**TASK TO CARRY OUT**: In the data below, how many lines contain the string "global"? Give only the number.

====== SOURCE INFORMATION

Issue #46, opened 2015-11-19
Add CommandLine parameter which allows to pass Token to login commandw


forki:
We want to automate the release process of the F#, FAKE and Paket plugins. Currently we fail to login since the vsce login is asking for the Personal Access Token. It would be much easier for us if we could give it as optional parameter to vsce login command.

joaomoreno:
:+1:

joaomoreno:
Fixed per #47.

PR #47, opened 2015-11-19
Add Personal Access Token as optional parameter in login command

Krzysztof-Cieslak:
#46. //CC : @joaomoreno @forki

Unfortunately, there are no tests for login command (and it's also bit hard to test it for me by hand), so just hoping it works ;)

### DIFF
--- a/src/main.ts
+++ b/src/main.ts
@@ -55,7 +55,8 @@ module.exports = function (argv: string[]): void {
 	program
 		.command('login <publisher>')
 		.description('Add a publisher to the known publishers list')
-		.action(name => catchFatal(loginPublisher(name)));
+        .option('-p, --pat [token]', 'Personal Access Token')
+		.action((name,pat) => catchFatal(loginPublisher({ publisher: name, pat: pat})));
 
 	program
 		.command('logout <publisher>')
--- a/src/store.ts
+++ b/src/store.ts
@@ -25,6 +25,11 @@ export interface IGetOptions {
 	promptIfMissing?: boolean;
 }
 
+export interface ILoginOptions {
+	publisher?: string;
+	pat?: string;
+}
+
 function load(): Promise<IStore> {
 	return readFile(storePath, 'utf8')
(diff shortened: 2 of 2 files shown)


forki:
:heart:

joaomoreno:
Closed and reopened to get the CLA bot working.

forki:
@joaomoreno any technical comments?

joaomoreno:
Absolutely. I will review this now. Build looks good, just need the CLA from you. :+1:

joaomoreno:
Actually, I'm thinking that the better fix for this is just to allow passing in the `pat` as an option to all server related commands, instead of doing it in the login command. That's a better story for automation since it doesn't involve writing to `~/.vsce`.

Let me sketch that up...

forki:
Yes if we could avoid a "login" step altogether that would be even better.

BTW:
https://github.com/ionide/ionide-vscode-paket/blob/master/build.fsx#L139
shows our build script that transpiles a F# addin to javascript and
publishes it on the gallery and github.

joaomoreno:
Very cool.

Closing this PR, let's keep discussing it here though.

I've published `vsce@0.9.0-beta`. You wanna give it a try in your build script? You can get it by running `npm install -g vsce@beta`. Let me know how it goes.

forki:
image

doesn't seem to work with vsce@0.9.0-beta

joaomoreno:
Sure sure? What do you get with `vsce -V`?

forki:
image

forki:
ah. it's still on 0.8.1. 

but the build is installing from beta channel:

image

how can I call the new one?

joaomoreno:
No idea. Forget the beta, I just published 0.9.0, give it a try.

forki:
mhm. it downloads 0.9.0 but still calls 0.8.1 so the error is on my side and I'm just calling wrong version of vcse (seems I have two installed)

forki:
found the correct version. now it works like a charme. thanks a lot

joaomoreno:
Awesome!

Issue #52, opened 2015-12-15
Ignore dependencies of devDependencies


SrTobi:
Are dependencies of devDependencies ignored?

When I use `npm install` and then `vsce ls` a lot of node_modules are still listed. the devDependencies are ignored but their dependencies are not.

Wouldn't it be better to include all production dependencies and their production dependencies and ignore all other modules?

felixfbecker:
Very annoying! [The docs](https://code.visualstudio.com/docs/tools/vscecli) state:
 > Note: Development dependencies listed in devDependencies will be automatically ignored, you don't need to add them to the .vscodeignore file.

But when I check the installed extension:
```
~\.vscode\extensions\felixfbecker.php-debug-1.1.0$ npm ls
php-debug@1.1.0 C:\Users\felix\.vscode\extensions\felixfbecker.php-debug-1.1.0
├── commander@2.3.0 extraneous
├── debug@2.2.0 extraneous
├── diff@1.4.0 extraneous
├── escape-string-regexp@1.0.2 extraneous
├── file-url@1.0.1 extraneous
├── glob@3.2.3 extraneous
├── growl@1.8.1 extraneous
├── iconv-lite@0.4.13
├── jade@0.26.3 extraneous
├── mkdirp@0.5.0 extraneous
├── moment@2.11.1
├── supports-color@1.2.0 extraneous
├── url-relative@1.0.0
├── vscode-debugadapter@1.2.0
├── vscode-debugprotocol@1.2.1
└── xmldom@0.1.20
```
See all the "extraneous" packages installed, those are dev-dependencies-dependencies.

felixfbecker:
Here is a workaround, put this is package.json scripts:
```json
"vscode:prepublish": "npm install && npm run compile && npm prune --production"
```
Before publishing, it will install everything, then compile, and at the end remove all devDependencies. Unfortunately, there is no postpublish hook, so you will have to run `npm install` after publishing again.

SrTobi:
Great idea :+1:

joaomoreno:
That is really cool, @felixfbecker, didn't know about `npm prune`.

heaths:
Not really a fix, though. Perhaps something like this (opened before I realized there was a separate repo for vsce): https://github.com/Microsoft/vscode/issues/2114

felixfbecker:
I dont think reinstalling on publishing is the right solution.
[...]

PR #58, opened 2015-12-18
Improve dependency inclusion

SrTobi:
The current ignore algorithm for devDependencies is pretty simple and does not really work for vscode extensions. That's mainly because productive dependencies of devDependencies are not ignored and vscode has a lot of them. I tried to fix this by using npm itself: using the `ls` command npm builds a dependency structure that can be used to extract all real productive dependencies. In a second step all files in the selected modules are globed and put into a list. 

It works quite well and has the advantage that also modules that are in other modules treated in a correct way. There are still a few issues though:

- The main problem is that until now I have not found a way to silent the npm output
- Because of npm the nodejs tsds where updated... I don't know if thats ok

So this pr is more of a first draft to fix the overall problem.


SrTobi:
I also opened an issue few days ago #52.

joaomoreno:
This is really clever, thanks! We will evaluate it for the next release!

felixfbecker:
I think this is doing things way to complicated. NPM has an option to restrict packages in the list to only include production dependencies. Then all other folders should be excluded.

joaomoreno:
@SrTobi, sorry for taking time to get to this. I think it is better here to use npm as a CLI instead of a dependency, simply because the transitive closure of dependencies of npm is huge.

Also, the definition file for Node upgrade is incorrect, since vsce needs to support 0.12.

Let me know if you want to update your PR. Otherwise, I will pick it up and use the CLI call.

felixfbecker:
@joaomoreno That doesn't make much sense, npm is just an npm module itself. Since it is already installed on the user's system, its dependencies are installed already too. Since vsce is a global package just like npm, all the dependencies are already installed.

When you use the API, you a) spawn an unneeded process and have to do unneeded parsing, which means worse performance and b) you make a "global" dependency on the npm module without specifying it in package.json.

felixfbecker:
@SrTobi did you implement the suggestions I raised about using the production-only parameter instead of custom parsing?

SrTobi:
@fabienroyer nope I haven't touched the code since i opened the pr.

SrTobi:
The idea behind using the npm module is, that the interface of the npm api is less likely to change in comparison to the output of npm (ok, ok it was also faster to implement :smile:). This however was only my feeling and needs further investigation. I also do not like the version problem... this is something we definitely avoid if we use the npm cli.

Let me investigate, if the output of `npm list` has changed since v0.12

felixfbecker:
@SrTobi what do you mean with "the version problem"? And why exactly does vsce need to support an ancient Node version 0.12 when VS Code itself runs on 4.1.1?

SrTobi:
By the "version problem" i mean the problem that we must support npm version 0.12. That might be problematic because if vsce uses npm version v0.12 but the system runs a much higher version of npm, the npm module might not be able to handle the node_module filesystem structure as well as other things.

@joaomoreno might know more about why we have to support version v0.12.

SrTobi:
Ok, I changed the PR. Now it uses an child process and npm without the npm module.

joaomoreno:
Awesome job, @SrTobi, thanks for the time and effort. Just published `vsce@1.1.0` that has these changes.

@felixfbecker I just think there are still a bunch of people out there on Node < 4 installed in their systems, and I would like to keep compatible with those guys until a bit more time passes.

SrTobi:
@joaomoreno have you tested it with older versions of npm?

joaomoreno:
Runs fine with `npm@2.14.16`

v4run:
Hi, I am still facing this issue for an extension I wrote. `vsce package` makes a 5MB file. The only thing that worked for me is

```javascript
"vscode:prepublish": "npm install && npm run compile && npm prune --production"
```
which creates a much smaller file.

I am using `vsce@1.1.0` and ` npm@3.7.1`

PR #60, opened 2016-01-23
Added options to collect call in pack function

hoovercj:
The optional parameter wasn't being passed when calling collect so baseImagesUrl and baseContentUrl weren't being respected.

I also added a test to verify that baseImagesUrl is handled properly by the processor.


joaomoreno:
Thanks! :+1:

PR #61, opened 2016-01-28
added typescript devDependency

SrTobi:
Is it just me or is typescript missing in the devDependencies?
I always have to install it manually.


joaomoreno:
:+1: `npm@3` needs peer dependencies listed explicitly

PR #65, opened 2016-02-19
removed --depth to fix #64

### LINKED ISSUE #64: vsce@1.1.0 publishes incomplete, unusable packages in some cases
`DavidAnson.vscode-markdownlint-0.4.0` was created with `vsce@1.1.0` (on Windows) and does not work in VS Code because dependencies of dependencies were not included in the VSIX.

Specifically, the following directories are missing:
* `DavidAnson.vscode-markdownlint-0.4.0/node_modules/opn/node_modules/pinkie-promise/node_modules/...`
* `DavidAnson.vscode-markdownlint-0.4.0/node_modules/markdownlint/node_modules/markdown-it/node_modules/...`

`DavidAnson.vscode-markdownlint-0.4.1` was created with `vsce@1.0.0` using the same extension sources and includes those dependencies in the VSIX (and therefore works).

Looking at the commit history for vsce between `1.0.0` and `1.1.0` shows significant changes to how `node_modules` directories are handled.

Unless specific to the `markdownlint` extension, this problem seems like it would affect all non-trivial (i.e., have dependencies with dependencies) VS Code extensions published with `vsce@1.1.0`.

If you want to experiment, this is the markdownlint extension repository: https://github.com/DavidAnson/vscode-markdownlint

SrTobi:
We still have some problems with this `npm list`, but this should fix at least the problems in #64.

### DIFF
--- a/src/npm.ts
+++ b/src/npm.ts
@@ -1,7 +1,7 @@
 import * as path from 'path';
 import * as cp from 'child_process';
 
-const cmd = 'npm list --production --parseable --depth';
+const cmd = 'npm list --production --parseable';
 
 export function getDependencies(cwd: string): Promise<string[]> {
 	return new Promise<string[]>((c, e) => {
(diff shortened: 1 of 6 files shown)


SrTobi:
added some tests to verify #64

joaomoreno:
Awesome, thanks for this!

PR #73, opened 2016-02-29
Output warning when using bad npm version

### LINKED ISSUE #72: Dependency listing does not work in npm@3.7.0-3.7.3
As mentioned in https://github.com/Microsoft/vscode-vsce/issues/52#issuecomment-183629911 the inclusion of dependencies of dependencies does not work with some npm versions. I did some testing and found out, that it does not work with `3.7.0` - `3.7.3`. Since `3.7.4` it works again.

Maybe we should output a warning when using a npm version, that does not work.

SrTobi:
To resolve #72.

Maybe the warning should be outputted directly at the start of vsce.

### DIFF
--- a/src/npm.ts
+++ b/src/npm.ts
@@ -1,11 +1,11 @@
 import * as path from 'path';
 import * as cp from 'child_process';
 
-const cmd = 'npm list --production --parseable';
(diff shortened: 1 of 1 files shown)


joaomoreno:
:+1: Thanks!

Issue #78, opened 2016-03-02
Create link command


Krzysztof-Cieslak:
Apm (similar tool for Atom editor) has `link` command which creates symlink between current folder and Atom packages folder - very useful feature for developers building editor plugins. 
![image](https://cloud.githubusercontent.com/assets/5427083/13479140/4ccffbcc-e0d5-11e5-8103-d021778fce49.png)

We could implement same functionality, just for VSCode plugin folder. I should be able to PR it, if this suggestion is accepted.

joaomoreno:
Interesting. cc @bpasero 

We have many targets though, we would likely need an extra optional argument to it indicating which Code installation to use: Stable (default), Insiders, Alpha, OSS, OSS Built

joaomoreno:
@Krzysztof-Cieslak Why don't you submit that PR and I'll make sure it covers all bases as to all installation targets we have?

bpasero:
:+1: 

The only thing that confuses me with link in npm usually is that you need a command to find out what kind of links you have so that you know how to clean up :)

PR #79, opened 2016-03-04
[WIP] Link command implementation

Krzysztof-Cieslak:
As discussed in #78. I only know what are correct paths for `stable` and `insiders` target.

### DIFF
--- a/src/link.ts
+++ b/src/link.ts
@@ -1,0 +1,47 @@
+import * as _read from 'read';
+import * as fs from 'fs';
+import * as path from 'path';
+import * as util from './util';
+
+export function linkPlugin(dir : string, targ : string) : Promise<any> {
+	return new Promise((c, e) => {
+		let packagePath = dir || "."
+		let target = targ || "stable"
+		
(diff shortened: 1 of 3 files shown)


SrTobi:
What happens when I click uninstall in VSCode?

Krzysztof-Cieslak:
It just removes symlink

SrTobi:
:+1: that's cool

stkb:
It's a bug in vscode, but on Windows, uninstalling a symlinked extension deletes the contents of the target directory! (Just comfirmed on 0.10.8 and 0.10.10-insiders)

felixfbecker:
The path for the alpha build is in `~/.vscode-alpha` and for self-built from source `~/.vscode-oss-dev`

joaomoreno:
Sorry for taking so long to pick this up... We definitely want to do this, but it is now dependant on Microsoft/vscode#3884, so let's wait a bit more until that one is completed.

Krzysztof-Cieslak:
No worries at all. Thanks for all crazy good work! :)

Issue #90, opened 2016-05-14
Can no longer publish pre-packaged extension


hoovercj:
Commit  6027e49 broke the ability to publish an already packaged extension. In doing so, it also broke the ability to set `--baseImagesUrl` and `--baseContentUrl` (which was only available in `vsce package`) which I relied on for my publishing process.

PR #91, opened 2016-05-14
Add --packagePath to publish command

### LINKED ISSUE #9: Auto-increment package version?
From @lukehoban:

One small but nice thing that Atom’s publishing does is to auto-increment version number based on a version increment flag and commit/tag/push that in the repo before packaging.

This is definitely more opinionated – but makes it really convenient to re-publish frequently, and avoids accidentally re-publishing without incrementing version number.

Here's a snippet from the APM docs that talks about the behaviour.

```
Usage: apm publish [<newversion> | major | minor | patch | build]
       apm publish --tag <tagname>
       apm publish --rename <new-name>

Publish a new version of the package in the current working directory.

If a new version or version increment is specified, then a new Git tag is
created and the package.json file is updated with that new version before
it is published to the apm registry. The HEAD branch and the new tag are
pushed up to the remote repository automatically using this option.
...
```

Would it makes sense to add something similar for to `vsce`'s publish command?

hoovercj:
Addresses #90 which was a breaking change introduced by 6027e49 to fix #9

### DIFF
--- a/src/main.ts
+++ b/src/main.ts
@@ -26,7 +26,8 @@ module.exports = function (argv: string[]): void {
 		.command('publish [<version>]')
 		.description('Publishes an extension')
 		.option('-p, --pat <token>', 'Personal Access Token')
-		.action((version, { pat }) => catchFatal(publish({ pat, version })));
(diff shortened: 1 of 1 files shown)


joaomoreno:
Thanks, sorry for the breakage!

PR #94, opened 2016-06-01
Full parity on keywords with MP

joaomoreno:
From @waderyan, #93

MP folks are running an implementation of this pseudocode on the INT database. Once we confirm the data looks good we'll run it on prod. 

We will want to bring full parity with what happens on update for VSCE. The psuedocode is [here](https://github.com/Microsoft/vscode-marketplace/blob/master/tag-seeding-algorithm.js).

Couple things that have evolved since #83. 
- [x] if we detect `contributes.keybindings` tag with `keybindings`
- [x] if we detect `contributes.debuggers` tag with `debuggers`
- [x] if we detect `contributes.jsonValidation` tag with `json`
- [x] use alias to keword map (see [here](https://github.com/Microsoft/vscode-marketplace/blob/master/tag-seeding-algorithm.js#L7)) on description (see [here](https://github.com/Microsoft/vscode-marketplace/blob/master/tag-seeding-algorithm.js#L103))
- [x] if we detect `contributes.grammars.language`, tag with `{ language }`
- [x] if we detect `contributes.languages` then, tag with `{ language.id }`, ` { language.aliases }`, and create hidden keywords for `{ language.extensions }`. Hidden = `$ext_{ language.extensions }`. See [here](https://github.com/Microsoft/vscode-marketplace/blob/master/tag-seeding-algorithm.js#L66). 

My thought is let's wait until MP engineers run this on the INT environment before we make the changes. 

Small update from MP.

- [x] Change hidden tags to '__ext_`{language.extensions}`'
- [x] Make sure we don't have the "java" "javascript" issue

PR #96, opened 2016-06-15
Issue 93 change hidden tag

waderyan:
@joaomoreno Here are a couple fixes for #94. 

First I changed the hidden tag to be '__' instead of '$'. That was easy. 
The second task I'm having a harder time with and could use your help. An issue we saw with the MP algorithm was javascript extensions being tagged with java. I attempted to fix that by sorounding the regex with '\b' - that solves the "java" issue but introduced a "c++" tagging issue. 

The test is failing now on tagging an extension as "c++". Would love if you could take a look at it. 

Some things I tried. 
- Escaping the regex per instructions [here](http://stackoverflow.com/questions/2593637/how-to-escape-regular-expression-in-javascript) and [here](https://developer.mozilla.org/en-US/docs/Web/JavaScript/Guide/Regular_Expressions) - because "+" is a regex character. The function from Mozilla didn't seem to work.

### DIFF
--- a/package.json
+++ b/package.json
@@ -23,7 +23,7 @@
     "vsce": "out/vsce"
   },
   "scripts": {
-    "test": "mocha",
+    "test": "gulp compile && mocha",
     "prepublish": "gulp compile && mocha"
   },
   "engines": {
--- a/src/package.ts
+++ b/src/package.ts
@@ -130,7 +130,6 @@ export class TagsProcessor extends BaseProcessor {
 		'react': ['javascript'],
 		'js': ['javsacript'],
 		'node': ['javascript', 'node'],
-		'C plus plus': ['c++'],
 		'Cplusplus': ['c++'],
 		'xml': ['xml'],
 		'angular': ['javascript'],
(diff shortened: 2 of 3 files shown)


joaomoreno:
There are two problems:

1. You must escape the backslashes in `new RegExp('\b' + k + '\b', 'gi')`, thus becoming `new RegExp('\\b' + k + '\\b', 'gi')`.
2. You changed the description in the test to be `This C++ extension [...]`, but there is no `C++` key in the `Keywords` map, so the packaging won't detect it. Should it just be added?

waderyan:
Great. Fixed "\\b" issue. 

I'm still having a problem with matching c++. I put it back in the Keywords map and introduced a regex escape method (for the "+" character). Here is what I am seeing. 

image

And without word boundary

image


What am I missing? That should work. I introduced the word boundaries to solve this issue.

image
 

image

waderyan:
Cool - I got the answer on [SO](http://stackoverflow.com/questions/37866277/javascript-regex-matching-word-in-sentence-with-character). 

`+` is not considered a word character.

waderyan:
Fixed. Tests passing. Please review :)

joaomoreno:
Good job!

joaomoreno:
Published in `vsce@1.7.0`

PR #109, opened 2016-07-19
Display project information in Marketplace

### LINKED ISSUE #108: Support for displaying project information on Marketplace
We've added support for displaying GitHub project details and Badges on the item details page on the marketplace. But for the page to display the details we need changes to the way the tool packages the vsixmanifest. The new experience is as follows

github-proj

Following are the changes required:

- If the repository type is "Git", change the link type to Microsoft.VisualStudio.Services.Links.GitHub as opposed to Microsoft.VisualStudio.Services.Links.Repository

- We now have support for an additional badges section:

which needs to be translated to badges section as highlighted below

manifest-changes

joaomoreno:
Fixes #108

### DIFF
--- a/resources/extension.vsixmanifest
+++ b/resources/extension.vsixmanifest
@@ -11,7 +11,11 @@
       <% if (links.repository) { %>
         <Property Id="Microsoft.VisualStudio.Services.Links.Source" Value="<%- links.repository %>" />
         <Property Id="Microsoft.VisualStudio.Services.Links.Getstarted" Value="<%- links.repository %>" />
+        <% if (links.github) { %>
+        <Property Id="Microsoft.VisualStudio.Services.Links.GitHub" Value="<%- links.github %>" />
+        <% } else { %>
         <Property Id="Microsoft.VisualStudio.Services.Links.Repository" Value="<%- links.repository %>" />
+        <% } %>
       <% } %>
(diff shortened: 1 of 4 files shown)


joaomoreno:
@hamenon Done, feel free to review.

Ended up going with the following syntax for our `package.json` file:

```typescript
type badge = {
  url: string;
  href: string;
  description: string;
};
type badges = badge[];
```

hamenon:
@joaomoreno any particular reason to go with url and href instead of just link and imgUri in the json? It would help keep things consistent between the vsixmanifest and the json. We do that on the VSTS side of things with that manifest, as attached in the issue description.

arvindkrms:
@joaomoreno Can you please confirm that the following snippet in the json

``"repository": {
    "type": "git",
    "url": "https://github.com/Microsoft/vcode-spell-check.git"
}``
would be translated to 
<Property Id="Microsoft.VisualStudio.Services.Links.GitHub" Value="https://github.com/Microsoft/vcode-spell-check.git"> in the manifest file. This will make sure that we keep things consistent across VSTS and VSCode

joaomoreno:
@hamenon My preference is towards this format. We wouldn't use `uri` since it's nowhere used in the current manifest, so we'd switch it to `url` anyway. Then I thought switching it a bit would easily lead to switching it for good. The vsixmanifest also already has little to do with Code's extension manifest.

@arvindkrms The test `should detect github repositories` created in this PR proves exactly that.

hamenon:
@joaomoreno Sure, I get what you're saying. I think we can go ahead with the change.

============

**RESPONSE**: 2